I am currently trying to solve the problem Add and Search Words Data Structure on leetcode. The question is as follows:
Design a data structure that supports adding new words and finding if a string matches any previously added string.
Implement the WordDictionary class:
WordDictionary()Initializes the object.
void addWord(word)Addswordto the data structure, it can be matched later.
bool search(word)Returnstrueif there is any string in the data structure that matcheswordorfalseotherwise. word may contain dots.where dots can be matched with any letter.
My Strategy:
My strategy involves representing a trie with a hashmap instead of a traditional linked-list-based tree structure, aiming for better performance and lower complexity. By using a hashmap, we can quickly access the next node without traversing through unnecessary nodes, making operations faster especially with large datasets.

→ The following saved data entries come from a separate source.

PR #3399, opened 2020-04-22
exec: Fix minor leaks

jpereira:
It's always good to release all allocated memory when something goes wrong.


src/lib/server/exec.c
```diff
@@ -826,6 +833,7 @@ int fr_exec_wait_start(REQUEST *request, fr_value_box_t *vb, VALUE_PAIR *env_pai
 				close(to_child[1]);
 			}
 			fr_strerror_printf("Failed opening pipe to read from child - %s", fr_strerror());
+			talloc_free(envp);
```
arr2036, line 836: When you've got a bunch of similar cleanup cases it's better just to add a goto and put an error label at the top of the function.

jpereira: It's true. let me update it.

PR #3400, opened 2020-04-22
rlm_radius: Fix minor memory leak in encode

jpereira:
It's always good to release all allocated memory when something goes wrong.


src/modules/rlm_radius/rlm_radius_udp.c
```diff
@@ -2693,6 +2694,7 @@ static rlm_rcode_t mod_enqueue(void **rctx_out, void *instance, void *thread, RE
 		fr_assert(!u->rr && !u->packet);	/* Should not have been fed to the muxer */
 		fr_trunk_request_free(&treq);		/* Return to the free list */
 		talloc_free(r);
+		talloc_free(u);
```
arr2036, line 2697: Sure if you want a double free.. Look at where that memory is parented from/

PR #3410, opened 2020-04-29
v3.0.x New MariaDB sqlippools SP that emulates SKIP LOCKED using "user locks"

terryburton:
If we're careful we can emulate the SKIP LOCKED pragma by using user locks with
names based on the framedipaddress.

Testing shows greatly improved throughput largely due to preventing thread
starvation under highly concurrent load.

This will no longer be necessary if/when MariaDB adds support for SKIP LOCKED and most of the world has upgraded it (or MySQL > 8.0).

### DIFF
--- a/raddb/mods-config/sql/ippool/mysql/procedure-no-skip-locked.sql
+++ b/raddb/mods-config/sql/ippool/mysql/procedure-no-skip-locked.sql
@@ -1,0 +1,148 @@
+--
+-- A stored procedure to reallocate a user's previous address, otherwise
+-- provide a free address.
+--
+-- NOTE: This version of the SP is intended for MySQL variants that do not
+--       support the SKIP LOCKED pragma, i.e. MariaDB and versions of MySQL
+--       prior to 8.0. It should be a lot faster than using the default SP
+--       without the SKIP LOCKED pragma under highly concurrent workloads
+--       and not result in thread starvation.
+--
+--       It is however a *useful hack* which should not be used if SKIP
+--       LOCKED is available.
+--
+-- WARNING: This query uses server-local, "user locks" (GET_LOCK and
+--          RELEASE_LOCK), without the need for a transaction, to emulate
+--          row locking with locked-row skipping. User locks are not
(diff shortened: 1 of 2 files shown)


raddb/mods-config/sql/ippool/mysql/procedure-no-skip-locked.sql
```diff
@@ -0,0 +1,150 @@
...
+--       without the SKIP LOCKED pragma under highly concurrent workloads
+--       and not result in thread starvation.
+--
+--       It is however a *useful hack* which should not be used if SKIP
+--       LOCKED is available.
+--
+-- WARNING: This query uses server-local, "user locks" (GET_LOCK and
+--          RELEASE_LOCK), without the need for a transaction, to emulate
+--          row locking with locked-row skipping. User locks are not
+--          supported on clusters such as Galera.
```
alandekok, line 17: No cluster...

raddb/mods-config/sql/ippool/mysql/procedure-no-skip-locked.sql
```diff
@@ -0,0 +1,150 @@
...
+--
+-- Using this SP reduces the usual set dialogue of queries to a single
+-- query:
+--
+--   START TRANSACTION; SELECT FOR UPDATE; UPDATE; COMMIT;  ->  CALL sp()
+--
+-- The stored procedure is executed on an database instance within a single
+-- round trip which often leads to reduced deadlocking and significant
+-- performance improvements especially on multi-master clusters, perhaps even
```
alandekok, line 26: cluster?

Perhaps this paragraph should be removed.

terryburton: Good catch. Copy-paste....

terryburton: Pushed. I retained the text explaining why performance is improved without the erroneous reference to clusters.

terryburton:
Thanks.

For example, when inserting words like apple and application into this structure, it's organized as nested hashmaps where each character in a word points to another hashmap representing the next character. The end of a word is marked with a special key-value pair {'end': {}}. This way, we efficiently store and search for words with minimal space and time complexity.
My Code:
class WordDictionary(object):
def __init__(self):
self.map = {}
def addWord(self, word):
"""
:type word: str
:rtype: None
"""
current = self.map
for i in word:
if i in current:
current = current[i]
else:
current[i] = {}
current = current[i]
current['end'] = {}
return
def search(self, word):
"""
:type word: str
:rtype: bool
"""
current = self.map
for i in word:
if i in current:
current = current[i]
elif i == '.':
current = {key: value for d in current.values() for key, value in d.items()}
else:
return False
if 'end' in current:
return True
return False
The solution seems to be effective for the majority of cases, but I've hit a error with test case 16, where it's not giving the right outcome. The length of test case 16 makes it particularly challenging to pinpoint where the mistake is happening. I'm in need of some guidance to track down and fix this logical error. Would you be able to lend a hand in sorting this out?

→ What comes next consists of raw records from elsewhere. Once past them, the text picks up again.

PR #3416, opened 2020-05-01
tmpl: Fix minor leak

jpereira:
Let's release all allocated memory when something goes wrong.


src/lib/server/tmpl.c
```diff
@@ -2051,6 +2052,7 @@ ssize_t _tmpl_to_atype(TALLOC_CTX *ctx, void *out,
 		talloc_free(tmp_ctx);
 		if (ret < 0) {
 			RPEDEBUG("Failed copying data to output box");
+			talloc_free(*vb_out);
```
alandekok, line 2055: should be `TALLOC_FREE`, which also sets `*vb_out = NULL`

jpereira: yep, I updated it.

PR #3442, opened 2020-05-08
GitHub Actions CI workflow

terryburton:
This is the result of a brief experiment with configuring a GitHub Actions workflow for CI.

Initial goal is to enable GitHub Actions based CI builds mirroring the current Travis CI configuration as far as possible. Coverity scanning is not integrated. MySQL and PostgreSQL fixtures are upgraded to the current Docker image releases.

The matrix is also extended to build in a Ubuntu 18.04 environment with GCC 10 and clang 10.

Builds appear in the Actions tab and should not require any specific authorisations or configuration.

PR #3440 and PR #3441 fixes issues identified by this. Pull these first otherwise most builds will fail. There are some outstanding build/test issues that GCC 10 is revealing.

Main conclusion is that the build times are approximately the same as Travis, however the job start time is quicker and parallelism is wider so you can reasonably add more configurations to the test matrix.

### DIFF
--- a/.github/workflows/freeradius.yml
+++ b/.github/workflows/freeradius.yml
@@ -1,0 +1,187 @@
+name: GitHub Actions CI
+
+on:
+  push:
+  pull_request:
+
+env:
+  ASAN_OPTIONS: symbolize=1 detect_leaks=1 detect_stack_use_after_return=1
+  LSAN_OPTIONS: fast_unwind_on_malloc=0:malloc_context_size=50
+  KQUEUE_DEBUG: yes
+  M_PERTURB: "0x42"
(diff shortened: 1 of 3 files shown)


arr2036:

One thing searching in a trie shares with binary search is that it keeps shrinking the possibilities between a range; except instead of binary, it's character-by-character, and instead of dividing down the binary middle, it uses the position in the word. (It still performs with log n iid, see Tong2016Smoothed.)
However, when it gets to a wildcard (.), one can't add to the possibilities and do them in parallel. In general, we will have holes in the output such that it is not represented in a single range. For example, when searching for c.t in {cat, cel, cut}, cat and cut are included but cel, in the middle, is not. I think I've modified this code to do this by taking multiple paths.

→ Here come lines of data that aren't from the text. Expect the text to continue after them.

PR #3444, opened 2020-05-09
arp: Check that filter is not truncated when reformatting

terryburton:
Silences a warning from gcc > 7.1.

### DIFF
--- a/src/modules/proto_arp/proto_arp_ethernet.c
+++ b/src/modules/proto_arp/proto_arp_ethernet.c
@@ -198,7 +198,10 @@ static int mod_open(fr_listen_t *li)
 		filter = "arp";
 	} else {
 		filter = buffer;
-		snprintf(buffer, sizeof(buffer), "arp and %s", filter);
+		if (snprintf(buffer, sizeof(buffer), "arp and %s", filter) >= (int)sizeof(buffer) ) {
+			PERROR("Filter length exceeds buffer");
+			return -1;
+		};
 	}
 
 	if (fr_pcap_apply_filter(thread->pcap, filter) < 0) {


src/modules/proto_arp/proto_arp_ethernet.c
```diff
@@ -198,7 +198,10 @@ static int mod_open(fr_listen_t *li)
 		filter = "arp";
 	} else {
 		filter = buffer;
-		snprintf(buffer, sizeof(buffer), "arp and %s", filter);
+		if (snprintf(buffer, sizeof(buffer), "arp and %s", filter) >= (int)sizeof(buffer) ) {
```
jpereira, line 201: Probably the `snprintf()` never will return great than `sizeof(buffer)`. so, maybe:

```
char const *pre_filter = "arp and %s";
size_t len = (strlen(pre_filter) + strlen(filter));

if (len >= sizeof(buffer)) {
    PERROR("Filter length exceeds buffer");
    return -1;
}

snprintf(buffer, sizeof(buffer), "%s %s",pre_filter, filter);
...
```

jpereira: Probably the `snprintf()` never will return great than `sizeof(buffer)`. so, maybe:

```
...
char const *pre_filter = "arp and";
size_t len = (strlen(pre_filter) + 1 /*<space>*/ + strlen(filter) + 1 /*\n*/);

if (len >= sizeof(buffer)) {
    PERROR("Filter length exceeds buffer");
    return -1;
}

snprintf(buffer, sizeof(buffer), "%s %s",pre_filter, filter);
...
```

jpereira, line 201: Probably the `snprintf()` never will return great than `sizeof(buffer)`. so, maybe:

```
...
char const *pre_filter = "arp and";
size_t len = (strlen(pre_filter) + 1 /*<space>*/ + strlen(filter) + 1 /*\n*/);

if (len >= sizeof(buffer)) {
    PERROR("Filter length exceeds buffer");
    return -1;
}

snprintf(buffer, sizeof(buffer), "%s %s",pre_filter, filter);
...
```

class WordDictionary(object):
def __init__(self):
self.node = None
self.map = {}
def __repr__(self):
if self.node and self.map:
return "\"{0}\".{1}".format(self.node, self.map)
elif self.node:
return "\"{0}\"".format(self.node)
elif self.map:
return "∅.{0}".format(self.map)
else:
return "<error>"
def addWord(self, word: str) -> None:
current = self
for i in word:
if not i in current.map:
current.map[i] = WordDictionary()
current = current.map[i]
current.node = word
def match(self, word: str) -> str:
if not word:
"""
in-order sub-trie traversal will enumerate the words that have
`word` as a prefix (hence prefix-tree); (not used)
"""
if self.node:
yield self.node
return
i = word[0]
rest = word[1:]
if i == '.':
for wild in self.map.values():
yield from wild.match(rest)
elif i in self.map:
yield from self.map[i].match(rest)
def search(self, word: str) -> bool:
return next(self.match(word), None) != None
words = WordDictionary()
words.addWord("zulu")
words.addWord("november")
words.addWord("mike")
words.addWord("yankee")
words.addWord("cat")
words.addWord("cate")
words.addWord("cel")
words.addWord("cut")
words.addWord("cute")
print("words: {0}".format(words))
print("first match a:", next(words.match("a"), None))
print("first match mi..:", next(words.match("mi.."), None))
print("search a:", words.search("a"))
print("search c.t:", words.search("c.t"))
print("search z.lu:", words.search("z.lu"))
print("search mi..:", words.search("mi.."))
print("search ..:", words.search(".."))
print("search ....:", words.search("...."))
print("search c.te", words.search("c.te"))
The match function is a (recursive) generator for all the words that could be possible using the string with wildcards. The self.node string is a more expressive form of the end sentinel; end could be used, but the way I've written search requires that any words are returned from match. (Sorry for the python3 instead of python, this is not my usual language at all.)